Labor Day recalls unions' great days 

 

Last updated 8/28/2018 at Noon

Cutline: Former AFL-CIO vice president Gene Edgerly, left, feeds ducks from the pond at the home he shares

with his wife, former Justice of the Peace Flo Edgerly.

RECORD PHOTO: Dave Rogers

Dave Rogers

For The Record

Good news for organized labor in Texas came with a big uptick in union workers employed in 2017.

“Unions are on their way up in this area,” said Todd Longron of Orangefield, business agent for Pipefitters Local 211.

Before the early start dates for public schools, the first Monday in September -- Labor Day – used to be celebrated by families as the end of summer.

But the holiday began in the late 1800s to honor the American labor movement and the contributions that workers have made to the well-being of the U.S.

The IBEW Local 479, 1430 Spindletop Rd. in Beaumont, will be holding a Labor Day celebration from 9 a.m. to 6 p.m. Monday, for all the crafts, Longron said. Lunch is served from 11 a.m. to 1 p.m.

“It’s a big deal,” said Longron.

Flo Edgerly, former Orange County justice of the peace and longtime director for the Sabine Area Labor Council’s Volunteers in Public, knows big deals on the labor scene.

“The pendulum is coming back,” she said. “I definitely think the unions are coming back. Look around, look at all the growth, look at the plants expanding.”

She and her husband, Gene Edgerly, are retired in north Orange now after more than a century of combined work in organized labor and political service.

“The first AFL-CIO convention Gene and I went to was in 1958 in Corpus Christi,” Flo recalled. “We marched with garbage workers, who were on strike.”

Gene Edgerly just retired in July as secretary-treasurer for the Sabine Area Labor Council.

In a working career spent at Jefferson Chemical, Gene got active with the International Association of Machinists, eventually serving as president.

He represented union workers in contract negotiations for 20 years. Gene was vice president of the state AFL-CIO.

He and Flo were the only husband-wife team to serve on the labor-management board at the John Gray Institute.

Flo was JP of Precinct 3 for 21 years. Gene served as liaison between the labor and private sectors for Texas Workforce Council.

“Labor was strong in the 50s and 60s,” Gene Edgerly recalled. “In the 70s, union members had a job for life. It’s not like that anymore.”

By percentage, Texas ranks among the bottom 20 percent of states for union membership among its employed. But by numbers alone, it ranks in the top 20 percent.

The U.S. Bureau of Labor Statistics shows Texas had 543,000 union workers in 2017, which represents 4.7 percent of all Texans employed.

That’s up from 462,000, or 4.0 percent, in 2016.

“I can remember a day when we had 4,700 local members and had 3,000 travelers at our peak,” said Longron, who saw the Triangle’s Pipefitters Local 195 merged into the Houston-based Local 211. The Beaumont office is one of a handful of Houston satellites for the Pipefitters.
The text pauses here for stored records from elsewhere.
PR #2208, opened 2023-11-21
Add FAQ with one question from chat

jamesmunns:
Just provoking @Dirbaio to make his life easier in the future :)


Dirbaio (approved):
:heart:

PR #2211, opened 2023-11-21
ci: cache lockfiles

Dirbaio:
- Removes the slow "updating crates.io index, updating git" at start of the job.
- Avoids CI being randomly slower if a widely-used dep (like serde) gets bumped causing rebuilding everything.


Dirbaio:
bender run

“At one time, we probably had 85 percent of the market share in the area,” Longron said. “Now, we probably carry 8 to 10 percent. Our local’s down to about 730 members in the Beaumont area.

“We have about 3,700 members, including Houston.”

Two decades ago, as area AFL-CIO Vice President, Gene Edgerly yearned for the earlier days.

“Labor unions were the forefront of the middle class,” he said in a newspaper interview. “And in the 50s, 60s and 70s economy, it was easy for big companies to give into labor demands. The companies made money and they didn’t mind giving it.”

But Edgerly says that changed. Non-union contractors broke in to what had been “closed shops.”

“We thought we were untouchable,” Edgerly said in a 1997 interview.

In 1981, President Ronald Reagan fired 11,000 members of the Professional Air Traffic Controllers Organization who walked off their job in what Reagan said was “an illegal strike.”

The bargaining power of American workers was never the same.

“Whenever a union man across the whole United States didn’t walk out and protest that, that was a mistake, that was the start,” Longron said.

“When every union man didn’t hold up and back that guy, we messed up.”

But like Flo Edgerly, Longron thinks union workers will continue to grow in demand.

“As a lot of contractors around here went non-union and we slowly lost a lot of pipe work, we in our union converted to instrumentation,” he said. “In Houston, pipefitters picked up the HVAC side.

“Right now, the industry is suffering for qualified people.”

Flo Edgerly points to the apprentice programs being run by the Pipefitters, Sheet Metal Workers, IBEW and Plumbers locals.

“Building trades are booming,” she said.